Over ~2 weeks and 291 commits, we built a comprehensive training optimization research platform on Intel XPU (Sunspot), going from basic benchmarking to a systematic optimizer/architecture competition with live experiment tracking.

Three major arcs:

Benchmarking & Infrastructure (Apr 12–18): Built LR finder, scaling study tooling, and benchmark scripts across 3 ALCF machines. Established baselines for agpt_2b/20b/80b and MoE models. Fixed critical XPU bugs (XCCL barriers, 80B TP=2 OOM). Merged upstream fused QKV, token dispatcher, and expert parallelism.

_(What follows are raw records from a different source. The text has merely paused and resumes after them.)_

PR #1338, opened 2023-07-21
[vpdq] Add multithreaded hashing

ianwal:
Summary
---------

Decoding is already optionally multithreaded by libav*, but it was limited by the hash speed because hashing was blocking. 

This provides a nice performance boost proportional to the number of frames in the video and number of CPU cores.

It spawns consumer threads before decoding any frames, then the decoder copies frames to a queue, and the consumer threads take frames from the queue and hash them and fill the vector passed in to be returned. The threads can return frames out of order, so they are sorted by frame number before returning. Sorting is probably faster than the alternative, which is having a separate buffered unordered queue with a thread that inserts hashes as they come in in order.

Also made some general changes to the hasher:
* Wrapped AVFrame* in a unique ptr with a custom destructor to avoid complicated freeing.
* Moved most of the av stuff into an AVVideo class

I also might add an option to set the number of threads as a function parameter to `hashVideoFile()` and for the CLI in vpdq-hash-video. Functionality is the same as before if `num_consumers` variable in class `vpdqHasher` is set to 1.

Test Plan
---------

Compiled and tested with `-fsanitize=address` to ensure there's no memory leaks during regular usage.

I tested on some long video files and memory usage is low.

I tested the Python bindings using its tests and it works. But, the Python CI test doesn't run even if the C++ source code is changed. This should probably be fixed. I had errors happen that only occurred during the Python tests even if the C++ regtest passed.

I have not tested for memory leaks during odd errors and unrecoverable errors such as bad_alloc exceptions. Anything that throws bad_alloc just crashes the program. But I tried to design it such that regular runtime exceptions could be caught.

Added reg test to make sure frame numbers are positive and strictly increasing. I tested the test to make sure it does indeed fail if they are out of order or two frames have the same frame number.

<details>

<summary>Example regtest run for non-increasing:</summary>

```
  File "/home/ianwal/ThreatExchange/vpdq/cpp/regtest.py", line 242, in <module>
    main()
  File "/home/ianwal/ThreatExchange/vpdq/cpp/regtest.py", line 236, in main
    assert (oldFrameNumber + 1) == frameNumber
           ^^^^^^^^^^^^^^^^^^^^^^^^^^^^^^^^^^^
AssertionError
```

</details>

### DIFF
--- a/vpdq/cpp/hashing/filehasher.cpp
+++ b/vpdq/cpp/hashing/filehasher.cpp
@@ -300,11 +300,9 @@ class vpdqHasher {
             targetFrame->data,
             targetFrame->linesize);
 
-        std::unique_lock<std::mutex> lock(queue_mutex);
+        std::lock_guard<std::mutex> lock(queue_mutex);
         FatFrame fatFrame{std::move(targetFrame), frameNumber};
-
         hash_queue.push(std::move(fatFrame));
-        lock.unlock();
         queue_condition.notify_one();
       }
       frameNumber += 1;
@@ -329,22 +327,22 @@ class vpdqHasher {
           std::string(
               " Frame width or height smaller than the minimum hashable dimension"));
     }
+    if (verbose) {
+      std::cout << "PDQHash: " << pdqHash.format() << std::endl;
+    }
 
     // Write frame to file here for debugging:
     // This is not thread safe. Use one thread when writing to file
     // saveFrameToFile(frame, "frame.rgb");
 
     // Append vpdq feature to pdqHashes vector
-    std::lock_guard<std::mutex> lock(pdqHashes_mutex);
     vpdqFeature feature = {
         pdqHash,
         fatFrame.frameNumber,
         quality,
         static_cast<double>(fatFrame.frameNumber) / video->frameRate};
+    std::lock_guard<std::mutex> lock(pdqHashes_mutex);
     pdqHashes.push_back(feature);
-    if (verbose) {
-      std::cout << "PDQHash: " << pdqHash.format() << std::endl;
-    }
   }
 
   void consumer() {
--- a/vpdq/cpp/hashing/filehasher.cpp
+++ b/vpdq/cpp/hashing/filehasher.cpp
@@ -405,7 +405,7 @@ bool hashVideoFile(
   }
 
   // Read frames in a loop and process them
-  int ret;
+  int ret = 0;
   int frameNumber = 0;
   bool failed = false;
   while (av_read_frame(formatContext, base_packet) == 0) {
--- a/vpdq/cpp/hashing/filehasher.cpp
+++ b/vpdq/cpp/hashing/filehasher.cpp
@@ -2,9 +2,9 @@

Production Readiness (Apr 18–25): Created production training scripts, set up torch 2.13 venv (+23% throughput), ran 2B weak scaling study (2–64 nodes, 94% efficiency at 64N), and started production training runs with checkpointing and W&B tracking.
Optimizer Competition (Apr 26–27): Launched a systematic optimizer/architecture competition. Implemented 3 new optimizers (Mano, SPAM, TorchMuon), 3 architecture tweaks (QK-Norm, logit softcapping, ReLU²), and ran 40+ experiments across 4 rounds. Built generic HF dataset streaming, local dataset caching, and live loss curve plotting.